## Task goal
Please reproduce the entries below exactly, starting at the first line and ending with the line that holds "4. Enable REX".

## Source material

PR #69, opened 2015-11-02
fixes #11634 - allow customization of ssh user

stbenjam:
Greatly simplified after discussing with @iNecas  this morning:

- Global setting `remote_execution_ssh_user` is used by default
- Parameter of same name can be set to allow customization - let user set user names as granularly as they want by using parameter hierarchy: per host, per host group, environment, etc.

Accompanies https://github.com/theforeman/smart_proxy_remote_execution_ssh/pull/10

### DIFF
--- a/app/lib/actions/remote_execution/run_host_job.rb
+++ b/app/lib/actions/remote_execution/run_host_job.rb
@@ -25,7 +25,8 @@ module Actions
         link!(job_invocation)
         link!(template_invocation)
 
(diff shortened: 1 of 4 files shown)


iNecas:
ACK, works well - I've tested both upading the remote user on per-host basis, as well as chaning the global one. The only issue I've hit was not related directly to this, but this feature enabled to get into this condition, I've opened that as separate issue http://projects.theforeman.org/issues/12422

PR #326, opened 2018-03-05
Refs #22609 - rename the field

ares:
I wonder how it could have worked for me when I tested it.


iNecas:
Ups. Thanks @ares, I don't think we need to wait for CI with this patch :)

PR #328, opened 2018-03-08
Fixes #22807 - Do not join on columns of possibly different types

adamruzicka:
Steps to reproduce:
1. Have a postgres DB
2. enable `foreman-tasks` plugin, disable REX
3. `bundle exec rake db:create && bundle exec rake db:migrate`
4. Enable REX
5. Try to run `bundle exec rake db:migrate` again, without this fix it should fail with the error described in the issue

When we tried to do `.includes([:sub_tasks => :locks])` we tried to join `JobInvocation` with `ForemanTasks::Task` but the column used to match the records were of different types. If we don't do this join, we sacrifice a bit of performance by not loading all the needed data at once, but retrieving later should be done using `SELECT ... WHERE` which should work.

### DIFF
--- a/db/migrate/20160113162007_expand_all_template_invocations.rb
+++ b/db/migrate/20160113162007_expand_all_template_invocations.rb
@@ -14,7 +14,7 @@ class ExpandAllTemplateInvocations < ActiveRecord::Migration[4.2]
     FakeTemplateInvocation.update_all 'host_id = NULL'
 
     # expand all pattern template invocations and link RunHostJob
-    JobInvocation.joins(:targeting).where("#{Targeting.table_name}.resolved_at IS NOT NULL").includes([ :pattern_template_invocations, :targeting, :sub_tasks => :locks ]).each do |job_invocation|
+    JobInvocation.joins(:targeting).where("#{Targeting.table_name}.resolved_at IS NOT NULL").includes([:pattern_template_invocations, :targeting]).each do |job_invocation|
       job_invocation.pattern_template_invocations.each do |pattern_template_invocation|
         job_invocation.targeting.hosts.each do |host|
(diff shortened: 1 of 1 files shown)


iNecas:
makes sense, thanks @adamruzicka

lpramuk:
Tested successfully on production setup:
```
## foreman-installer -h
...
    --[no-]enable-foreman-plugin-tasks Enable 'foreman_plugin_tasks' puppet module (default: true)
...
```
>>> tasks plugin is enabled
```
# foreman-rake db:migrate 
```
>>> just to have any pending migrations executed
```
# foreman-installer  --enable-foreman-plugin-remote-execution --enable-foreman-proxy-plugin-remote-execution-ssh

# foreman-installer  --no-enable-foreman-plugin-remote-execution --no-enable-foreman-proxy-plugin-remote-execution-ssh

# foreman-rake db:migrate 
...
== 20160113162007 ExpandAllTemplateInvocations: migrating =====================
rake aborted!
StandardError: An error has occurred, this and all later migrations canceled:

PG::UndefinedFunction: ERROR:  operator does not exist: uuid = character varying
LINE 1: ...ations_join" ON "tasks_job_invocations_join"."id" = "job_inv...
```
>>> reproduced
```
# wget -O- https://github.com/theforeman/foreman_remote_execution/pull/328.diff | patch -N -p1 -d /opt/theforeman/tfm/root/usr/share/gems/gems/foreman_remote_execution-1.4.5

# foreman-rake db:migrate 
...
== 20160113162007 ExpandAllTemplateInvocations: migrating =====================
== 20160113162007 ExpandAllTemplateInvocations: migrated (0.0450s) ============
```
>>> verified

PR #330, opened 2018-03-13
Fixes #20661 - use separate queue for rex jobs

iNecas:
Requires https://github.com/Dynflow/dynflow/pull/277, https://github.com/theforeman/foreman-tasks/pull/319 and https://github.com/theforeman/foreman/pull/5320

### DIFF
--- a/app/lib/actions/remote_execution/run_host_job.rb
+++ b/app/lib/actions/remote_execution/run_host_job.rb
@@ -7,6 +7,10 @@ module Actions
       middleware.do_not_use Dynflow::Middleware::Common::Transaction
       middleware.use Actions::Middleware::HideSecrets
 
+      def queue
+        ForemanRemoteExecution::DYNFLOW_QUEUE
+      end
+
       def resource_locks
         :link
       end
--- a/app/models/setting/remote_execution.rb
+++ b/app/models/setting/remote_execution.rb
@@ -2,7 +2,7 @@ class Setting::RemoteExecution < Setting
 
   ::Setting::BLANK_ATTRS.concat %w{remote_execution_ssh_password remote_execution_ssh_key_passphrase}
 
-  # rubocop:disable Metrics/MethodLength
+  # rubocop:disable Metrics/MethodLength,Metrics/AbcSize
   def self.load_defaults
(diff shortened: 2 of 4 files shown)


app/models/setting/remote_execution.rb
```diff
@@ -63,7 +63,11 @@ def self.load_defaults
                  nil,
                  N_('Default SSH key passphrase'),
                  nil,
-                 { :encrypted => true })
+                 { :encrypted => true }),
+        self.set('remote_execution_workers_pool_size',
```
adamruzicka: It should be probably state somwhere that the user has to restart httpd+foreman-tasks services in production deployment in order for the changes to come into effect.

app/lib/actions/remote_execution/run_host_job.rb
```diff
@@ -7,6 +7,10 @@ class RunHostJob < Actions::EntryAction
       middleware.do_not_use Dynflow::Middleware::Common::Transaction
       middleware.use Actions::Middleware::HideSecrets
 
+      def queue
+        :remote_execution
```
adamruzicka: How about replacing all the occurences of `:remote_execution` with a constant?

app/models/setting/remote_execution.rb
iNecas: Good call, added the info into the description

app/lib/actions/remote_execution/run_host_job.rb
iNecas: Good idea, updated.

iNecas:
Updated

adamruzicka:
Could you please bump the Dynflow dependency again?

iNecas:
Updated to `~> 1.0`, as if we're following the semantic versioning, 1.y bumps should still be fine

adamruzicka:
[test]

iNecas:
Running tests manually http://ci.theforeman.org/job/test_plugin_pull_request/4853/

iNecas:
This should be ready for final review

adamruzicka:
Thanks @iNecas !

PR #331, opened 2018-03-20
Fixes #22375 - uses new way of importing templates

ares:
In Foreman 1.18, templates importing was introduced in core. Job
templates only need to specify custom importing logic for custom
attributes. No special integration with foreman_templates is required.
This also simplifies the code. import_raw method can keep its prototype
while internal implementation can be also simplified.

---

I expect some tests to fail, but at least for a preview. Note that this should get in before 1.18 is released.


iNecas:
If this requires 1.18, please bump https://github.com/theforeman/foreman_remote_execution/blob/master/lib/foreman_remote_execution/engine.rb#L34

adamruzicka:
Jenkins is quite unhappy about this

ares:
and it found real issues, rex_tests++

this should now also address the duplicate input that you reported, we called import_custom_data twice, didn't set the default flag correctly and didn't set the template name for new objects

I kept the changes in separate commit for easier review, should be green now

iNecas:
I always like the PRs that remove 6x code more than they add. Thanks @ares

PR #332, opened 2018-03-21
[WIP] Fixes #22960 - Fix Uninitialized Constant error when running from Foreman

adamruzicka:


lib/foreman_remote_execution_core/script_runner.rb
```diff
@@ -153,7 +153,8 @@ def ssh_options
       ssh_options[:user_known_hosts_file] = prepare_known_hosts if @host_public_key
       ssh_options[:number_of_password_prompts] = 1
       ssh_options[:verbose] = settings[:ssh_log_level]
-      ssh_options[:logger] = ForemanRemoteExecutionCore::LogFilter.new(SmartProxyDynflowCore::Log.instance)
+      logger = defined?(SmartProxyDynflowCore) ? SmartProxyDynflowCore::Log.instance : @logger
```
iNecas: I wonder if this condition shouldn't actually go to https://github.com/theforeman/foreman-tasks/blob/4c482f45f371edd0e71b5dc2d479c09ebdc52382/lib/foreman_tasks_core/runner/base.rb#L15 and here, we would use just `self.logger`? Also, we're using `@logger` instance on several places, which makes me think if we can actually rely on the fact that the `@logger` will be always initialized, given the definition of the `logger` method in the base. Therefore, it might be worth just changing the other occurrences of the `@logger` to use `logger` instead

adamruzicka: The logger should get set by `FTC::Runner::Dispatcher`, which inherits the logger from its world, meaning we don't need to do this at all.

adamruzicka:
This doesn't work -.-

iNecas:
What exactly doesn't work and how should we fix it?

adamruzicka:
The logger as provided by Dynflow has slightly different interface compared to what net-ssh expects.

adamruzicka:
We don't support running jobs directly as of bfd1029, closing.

## Solution
PR #69, opened 2015-11-02
fixes #11634 - allow customization of ssh user

stbenjam:
Greatly simplified after discussing with @iNecas  this morning:

- Global setting `remote_execution_ssh_user` is used by default
- Parameter of same name can be set to allow customization - let user set user names as granularly as they want by using parameter hierarchy: per host, per host group, environment, etc.

Accompanies https://github.com/theforeman/smart_proxy_remote_execution_ssh/pull/10

### DIFF
--- a/app/lib/actions/remote_execution/run_host_job.rb
+++ b/app/lib/actions/remote_execution/run_host_job.rb
@@ -25,7 +25,8 @@ module Actions
         link!(job_invocation)
         link!(template_invocation)
 
(diff shortened: 1 of 4 files shown)


iNecas:
ACK, works well - I've tested both upading the remote user on per-host basis, as well as chaning the global one. The only issue I've hit was not related directly to this, but this feature enabled to get into this condition, I've opened that as separate issue http://projects.theforeman.org/issues/12422

PR #326, opened 2018-03-05
Refs #22609 - rename the field

ares:
I wonder how it could have worked for me when I tested it.


iNecas:
Ups. Thanks @ares, I don't think we need to wait for CI with this patch :)

PR #328, opened 2018-03-08
Fixes #22807 - Do not join on columns of possibly different types

adamruzicka:
Steps to reproduce:
1. Have a postgres DB
2. enable `foreman-tasks` plugin, disable REX
3. `bundle exec rake db:create && bundle exec rake db:migrate`
4. Enable REX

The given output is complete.